The data: Begin

PR #2172, opened 2019-07-30
fixes lowercasing during form submission

esotrope:


webapp/src/main/webapp/src/app/admin/tenant/model/tenants.ts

The data: End

Task directions:
A complete, exact copy of the material above is the expected answer.

Exercise result:
PR #2172, opened 2019-07-30
fixes lowercasing during form submission

esotrope:


webapp/src/main/webapp/src/app/admin/tenant/model/tenants.ts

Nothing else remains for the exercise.